I wouldn't bother personally, unless you're doing a light beer like a california common or cream ale, I can't see it adding much compared to JW/BB ale.


----------



## Spiesy (17/6/14)

It's readily available, and it would be more comparable to a pilsner than an ale malt - if you were to go Australian.

Briess 2-Row
3.0 EBC
Moisture: 4.7%
Extract, Fine Grind, As Is: 78.5%
Diastatic Power: 159 L

Joe White Export Pilsner
3.0 - 4.0 EBC
Moisture: 4.4%
Extract, Fine Grind, As Is: 77.1%
Diastatic Power: 99 L

Joe White Trad Ale
6.3 EBC
Moisture: 4.1%
Extract, Fine Grind, As Is: 77.4%
Diastatic Power: 91 L


----------



## Donske (17/6/14)

I sub BB Pale Pilsner or BB Galaxy where 2 Row would be used, as Spiesy mentioned, the Aussie pale malts are pretty close in specs.


----------



## Bribie G (17/6/14)

Looking at the diastatic power of the Briess, it would be da bomb in a cream ale, 50/50 malt/maize


----------



## mrsupraboy (19/6/14)

I'm looking at the Sydney cryer bb. Do any of them do any of it. I also don't want to substitute with anything yet. E.g pilsiner. I wouldn't mind doing it the normal way then try mixing later on so I personally can understand the difference in taste between malts.


----------



## Spiesy (19/6/14)

Cryer do not distribute any American malt.


----------



## sp0rk (19/6/14)

mrsupraboy said:


> I'm looking at the Sydney cryer bb. Do any of them do any of it. I also don't want to substitute with anything yet. E.g pilsiner. I wouldn't mind doing it the normal way then try mixing later on so I personally can understand the difference in taste between malts.
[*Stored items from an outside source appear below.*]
Issue #656, opened 2021-11-20
Generic check that the timer does not run backwards or rolls over


axel-h:
This is a follow-up from the discussion at https://github.com/seL4/seL4/pull/646 that the system timer must never roll over or run backwards. It seems there is no sanity check in the kernel about this. Thus I wonder if such a check should be implemented in a generic function `getCurrentTime()`, which would internally call a architecture/platform specific function then that is just providing the raw value. If the timer is seen to roll over or go backwards, the system is halted immediately. This would give all functions that use `getCurrentTime()` a strong and enforced guarantee that the timer is always incrementing monotonically and it never rolls over.

lsf37:
To be honest, that condition would be very handy to have in verification.

lsf37:
@kent-mcleod and @pingerino do you see any potential problems with that?

Indanz:
It seems wrong to keep track of the same state in two places, and updateTimestamp() is pretty much the only caller of getCurrentTime(). If you want a check that has no performance impact, do the check in updateTimestamp() against ksCurTime instead of some static variable hidden away in a function.

kent-mcleod:
`updateTimestamp()` also already has a similar check in place:
`    assert(NODE_STATE(ksCurTime) < MAX_RELEASE_TIME);`
So adding another assert that checks that the new time is greater than the previous time would fit here.

axel-h:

You may well have to, we don't much if any American malts in Australia


----------



## fletcher (19/6/14)

Bribie G said:


> Looking at the diastatic power of the Briess, it would be da bomb in a cream ale, 50/50 malt/maize


ever done a 50/50 mate? i used 20% instant polenta and it was fairly corny


----------



## Spiesy (19/6/14)

sp0rk said:


> You may well have to, we don't much if any American malts in Australia


Many HB shops stock Briess.


----------



## DU99 (19/6/14)

people forget they also have 6 row.. :icon_offtopic:


----------



## sp0rk (19/6/14)

Spiesy said:


> Many HB shops stock Briess.


Sadly, none I've ever been to have (didn't check at MHB, tbh)


----------



## mrsupraboy (19/6/14)

What's the difference


----------



## sp0rk (19/6/14)

mrsupraboy said:


> What's the difference


Between what?
Aussie and US malts?


----------



## mrsupraboy (19/6/14)

Between 2 row and 6


----------



## mje1980 (19/6/14)

mrsupraboy said:


> Between 2 row and 6


Pretty much no one uses 6 row




It's very good at converting adjuncts apparently. Beers like millers, coors and other American style swill use it for that reason I believe. I could be wrong, as usual.


----------



## HBHB (19/6/14)

mrsupraboy said:


> What's the difference


http://www.brewingwithbriess.com/Malting101/The_Row_Less_Traveled.htm

Ought to sort out the differences


----------